Data manipulation in base R is possible with no additional libraries, but it’s slower and less powerful than the alternatives proposed here. Here is the dataset used in the following examples :
The fastest library for data manipulation in R, with a concise syntax, that can also read and write files. It can modify the data frame directly by reference to avoid data copy, so you can work on large in memory datasets. It has no dependencies so it’s very quick to install.
Another alternative to base R, it has a verbose (and perhaps more readable) syntax. It considers data as immutable to avoid unwanted side effects at the cost of processing time. It’s still much faster at processing data than base R, but slower than data.table. It comes with a lot of dependencies from the tidyverse, it can take a while to install, but you’ll have many others useful libraries.
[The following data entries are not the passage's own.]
PR #11278, opened 2020-03-08
Add failure checks for UP_REF calls

slontis:
##### Checklist

### DIFF
--- a/crypto/cms/cms_env.c
+++ b/crypto/cms/cms_env.c
@@ -198,8 +198,10 @@ static int cms_RecipientInfo_ktri_init(CMS_RecipientInfo *ri, X509 *recip,
     if (!cms_set1_SignerIdentifier(ktri->rid, recip, idtype))
         return 0;
 
-    X509_up_ref(recip);
-    EVP_PKEY_up_ref(pk);
+    if (!X509_up_ref(recip))
+        return 0;
+    if (!EVP_PKEY_up_ref(pk))
+        return 0;
 
     ktri->pkey = pk;
     ktri->recip = recip;
--- a/crypto/ec/ec_mult.c
+++ b/crypto/ec/ec_mult.c
@@ -77,10 +77,13 @@ static EC_PRE_COMP *ec_pre_comp_new(const EC_GROUP *group)
 
 EC_PRE_COMP *EC_ec_pre_comp_dup(EC_PRE_COMP *pre)
 {
-    int i;
-    if (pre != NULL)
-        CRYPTO_UP_REF(&pre->references, &i, pre->lock);
-    return pre;
+    int ref = 0;
+
+    if (pre != NULL) {
+        if (!CRYPTO_UP_REF(&pre->references, &ref, pre->lock))
+            return NULL;
+    }
+    return ref > 0 ? pre : NULL;
 }
 
 void EC_ec_pre_comp_free(EC_PRE_COMP *pre)
@@ -90,7 +93,8 @@ void EC_ec_pre_comp_free(EC_PRE_COMP *pre)
     if (pre == NULL)
         return;
 
-    CRYPTO_DOWN_REF(&pre->references, &i, pre->lock);
+    if (!CRYPTO_DOWN_REF(&pre->references, &i, pre->lock))
+        return;
     REF_PRINT_COUNT("EC_ec", pre);
     if (i > 0)
         return;
--- a/crypto/ec/ecp_nistp256.c
+++ b/crypto/ec/ecp_nistp256.c
@@ -1875,10 +1875,13 @@ static NISTP256_PRE_COMP *nistp256_pre_comp_new(void)
 
 NISTP256_PRE_COMP *EC_nistp256_pre_comp_dup(NISTP256_PRE_COMP *p)
 {
-    int i;
-    if (p != NULL)
-        CRYPTO_UP_REF(&p->references, &i, p->lock);
-    return p;
+    int ref = 0;
+
+    if (p != NULL) {
+        if (!CRYPTO_UP_REF(&p->references, &ref, p->lock))
+            return NULL;
+    }
+    return ref > 0 ? p : NULL;
 }
 
 void EC_nistp256_pre_comp_free(NISTP256_PRE_COMP *pre)
@@ -1888,7 +1891,8 @@ void EC_nistp256_pre_comp_free(NISTP256_PRE_COMP *pre)
     if (pre == NULL)
         return;
 
-    CRYPTO_DOWN_REF(&pre->references, &i, pre->lock);
+    if (!CRYPTO_DOWN_REF(&pre->references, &i, pre->lock))
+        return;
     REF_PRINT_COUNT("EC_nistp256", x);
     if (i > 0)
         return;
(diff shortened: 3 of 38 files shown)


include/internal/refcount.h
```diff
@@ -171,4 +171,9 @@ typedef int CRYPTO_REF_COUNT;
 #  define REF_PRINT_COUNT(a, b)
 # endif
 
+
+#define OSSL_UP_REF(c)                                                         \
+int ref = 0;                                                                   \
+return CRYPTO_UP_REF(&c->refcnt, &ref, c->lock) <= 0 ? 0 : (ref > 0)
```
mspncp: I'm undecided whether this auxiliary define is really helpful or whether it just hides information in the locations where it is used. In particular, because it is a function-like macro which can't be used like a function (because of the extra declaration).

Also, IMHO the correct return statement is

```C
return CRYPTO_UP_REF(&c->refcnt, &ref, c->lock) ;
```
and not
```C
return CRYPTO_UP_REF(&c->refcnt, &ref, c->lock) <= 0 ? 0 : (ref > 0) ;
```
for two reasons:

* All variants of CRYPTO_UP_REF() (including the fallback which uses locks), return a boolean value (0 or 1).
* The check `ref > 0` adds extra semantics, which does not belong here.

slontis: There are quite a few existing ones that have the following pattern:

int DH_up_ref(DH *r)
{
    int i;

    if (CRYPTO_UP_REF(&r->references, &i, r->lock) <= 0)
        return 0;

    REF_PRINT_COUNT("DH", r);
    REF_ASSERT_ISNT(i < 2);
    return ((i > 1) ? 1 : 0);
}

slontis:
Added checks for down_ref calls.
Adding __owur could break someones code I would assume? So I am reluctant to do that..

crypto/ec/ecp_nistp256.c
```diff
@@ -1875,10 +1875,13 @@ static NISTP256_PRE_COMP *nistp256_pre_comp_new(void)
...
-    if (p != NULL)
-        CRYPTO_UP_REF(&p->references, &i, p->lock);
-    return p;
+    int ref = 0;
+
+    if (p != NULL) {
+        if (!CRYPTO_UP_REF(&p->references, &ref, p->lock))
+            return NULL;
+    }
+    return ref > 0 ? p : NULL;
```
levitte: Hmmm, thought experiment:

```
    int ref = 0;

    if (p == NULL
        || !CRYPTO_UP_REF(&p->references, &ref, p->lock)
        || ref <= 0)
        return NULL;
    return p;
```

I kinda find the single returns clearer.

Also, the check of `ref` on an UP_REF seems curious.  We *do* need to make such checks on DOWN_REF to see when further action is needed, but on UP_REF?

mspncp: The check for ref <= 0 is an overflow check, although I‘m not sure whether it is really necessary in practice.

paulidale: If we want to include an overflow check, it should be part of `CRYPTO_UP_REF` function.  That way it immediately goes everywhere.

Personally, I don't see a need for this but wouldn't object to it being put in.

bernd-edlinger:
Hmm, @slontis I see a lot of good ideas here,
but I think this is way too much for you to do alone.
If you don't mind, I would like to take this burden off
your shoulders, and make a half dozen PRs or so
from this and ask you to approve each one, since
that would bypass the stale-mate this project is in
now.

bernd-edlinger:
I wonder where the "hold" the openssl-machine away from this PR label is :-)

include/internal/refcount.h
bernd-edlinger: I never saw this funny check before.
I wonder if it is correct at all.  Will probably look at it
when I find time.  which may take some time....

crypto/cms/cms_env.c
```diff
@@ -198,8 +198,10 @@ static int cms_RecipientInfo_ktri_init(CMS_RecipientInfo *ri, X509 *recip,
     if (!cms_set1_SignerIdentifier(ktri->rid, recip, idtype))
         return 0;
 
-    X509_up_ref(recip);
-    EVP_PKEY_up_ref(pk);
+    if (!X509_up_ref(recip))
+        return 0;
+    if (!EVP_PKEY_up_ref(pk))
+        return 0;
```
kroeckx, line 204: I think the error handling is not correct. I expect that when this function returns failure that the effect is that no up_ref calls happened, including the other return 0 calls below.

kroeckx:
You might also want to look at doc/internal/man3/evp_generic_fetch.pod

kroeckx:
The return value of CRYPTO_atomic_add() is not documented, and documentation for CRYPTO_UP_REF() and CRYPTO_DOWN_REF() would be nice too.

include/internal/refcount.h
kroeckx: It seems that on _new(), references is set to 1, and it's debug code to check that you didn't do an up_ref for something where references was 0.

I think we should just replace it with: return CRYPTO_UP_REF(&r->references, &i, r->lock);

kroeckx:
> Adding __owur could break someones code I would assume? So I am reluctant to do that..

CRYPTO_UP_REF and CRYPTO_DOWN_REF are internal function, so you can just add it.

crypto/ec/ec_mult.c
```diff
@@ -77,10 +77,13 @@ static EC_PRE_COMP *ec_pre_comp_new(const EC_GROUP *group)
...
-    if (pre != NULL)
-        CRYPTO_UP_REF(&pre->references, &i, pre->lock);
-    return pre;
+    int ref = 0;
+
+    if (pre != NULL) {
+        if (!CRYPTO_UP_REF(&pre->references, &ref, pre->lock))
+            return NULL;
+    }
+    return ref > 0 ? pre : NULL;
```
kroeckx, line 86: Why not just return pre? If you get here and pre != NULL, the up_ref call was successful, ref was updated, and so ref should actually be > 1.

bernd-edlinger:
Thanks @kroeckx I will take these recommendations when I continue with this.
Do not expect this PR to be maintained any more, since I am stunned how
many files this touches in one go. I will recycle the ideas from this PR and create
smaller follow up PRs.  (when I find time)

crypto/cms/cms_env.c
bernd-edlinger: Yeah, absolutely

crypto/ec/ecp_nistp256.c
bernd-edlinger: I looked at doing that in CRYPTO_UP_REF, but it won't work becase
that is defined in tons of places, most of the time it is just a macro
calling CRYPTO_atomic_add, and while reference counts are never negative,
an atomic int is not a reference, and can therefore also be negative.
So I think the best we can do is like X509_up_ref:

The ML environment in R is very different from Python: In R, most of the time, a library contains only one algorithm, and each algorithm can be implemented in different ways, in different librairies.
For example, there are at least 8 libraries implementing a Random Forest, and 12 more implements variations of decision trees. It can be difficult to choose the best one for you, especially because they all have different methods and arguments and testing them all is not a simple process.
This makes it more complicated to try different algorithms on the same dataset.
H2O is a ML library written in Java with interfaces in R, Python, and many others languages. It comes with around 20 algorithms such as Random Forest, GBM, Deep Neural Networks, K-Means, PCA and more.
It handles natively missing data, categorical columns, cross validation, multithreading and it computes all necessary metrics at the end of the model training. They are accessible from R and from a local web page to directly view all kinds of interactive graphics.
The main benefit of having multiple algorithms in a single library is the unified API to call them. It’s very easy to try different models on the same dataset as shown in the following example.
Train 3 differents models
Thanks to having the same API, it’s very easy to train multiples models on the same dataset with the same arguments. Each algorithm has specific parameters, but usually the defaults gives pretty good results.
Base R already contains an easy to use plot method, but the output is basic and not very customizable. The main advantage is that it works on a lot of different objects and the syntax is easy to learn.
ggplot is harder to learn when you are beginning R because of its specific syntax, but it is much easier to customize and in general the graphs produced are more readable.
Once you get used to the syntax, it becomes much faster to use than base R. The graphics produced tends to be cleaner and more readable.
It’s often useful to store datasets, model metrics, and other information to disk to save time and keep track of past executions. There are multiple ways to do it, each with advantages and disavantages.
There are 2 native solutions to store data to disk. Either write a data frame as csv, or store any object as binary in a R specific format. Storing a .csv makes it easy to read from any other application or langage, but the file takes up more space, and it only works on tabular data. The binary storage is faster but it’s specific to R and cannot be used to share data to others applications. For each example, we’ll see how to write and then read the dataset.
If you need to store data as .csv, data.table is the fastest way to do it. It’s tens to hundreds of times faster than base R, and you get the same file at the end.
If you need speed, a small file size, and a standard format, the arrow library combines all 3 when storing data as a parquet file. It’s not quite as fast as data.table but having a parquet file can be very useful. For example you can store the file on an hdfs or aws s3, and directly declare a Impala / Athena table on the file itself, no additional copy required. To makes things even easier, the arrow library accepts s3 URI when reading and writing data.